Investigation on the Degradation Mechanism of Si/SiC Cascode Device Under Repetitive Short-Circuit Tests

Abstract

The Si/SiC Cascode device has been widely accepted in various applications, however, its reliability issue still remains a major concern and needs to be extensively investigated. In this paper, the degradation of a 750 V Si/SiC Cascode device under repetitive short-circuit (SC) tests is investigated at 400 V DC-link voltage. Static and dynamic characteristics are measured before and after the repetitive SC cycles. As the SC cycle increases, the degradation of the device becomes gradually significant. By linking changes in electrical properties to metallization degradation, the physical mechanism of device degradation has been uncovered in depth.
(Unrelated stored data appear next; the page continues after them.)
PR #2211, opened 2017-05-10
update 'unoptimized imgs' helpText and link to doc

kaycebasques:


lighthouse-core/audits/byte-efficiency/uses-optimized-images.js
```diff
@@ -42,10 +42,10 @@ class UsesOptimizedImages extends ByteEfficiencyAudit {
       name: 'uses-optimized-images',
       description: 'Optimize images',
       informative: true,
-      helpText: 'Images should be optimized to save network bytes. ' +
-        'The following images could have smaller file sizes when compressed with ' +
-        '[WebP](https://developers.google.com/speed/webp/) or JPEG at 80 quality. ' +
-        '[Learn more about image optimization](https://developers.google.com/web/fundamentals/performance/optimizing-content-efficiency/image-optimization).',
+      helpText: 'Optimized images take less time to download and save cellular data. ' +
+        'Consider converting the following images to WebP, or lowering their JPEG quality ' +
```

Experimental results show that the continuous stress under repetitive SC cycle leads to an increase in the on-state resistance of Si/SiC Cascode device. Finite-element-model (FEM) simulations show that due to the pad current crowding in the source region, the source Al metallization temperature of the SiC JFET rapidly increases to the melting point and undergoes reconstruction, resulting in a significant increase in the source Al metallization resistance. In addition, it is found by scanning electron microscopy (SEM) that the gate metal aluminum of SiC JFET chip also undergoes reconstruction, which is the reason for the degradation of the dynamic characteristics. The research in this paper will provide useful evidences for device manufactures to design Si/SiC Cascode device with high reliability.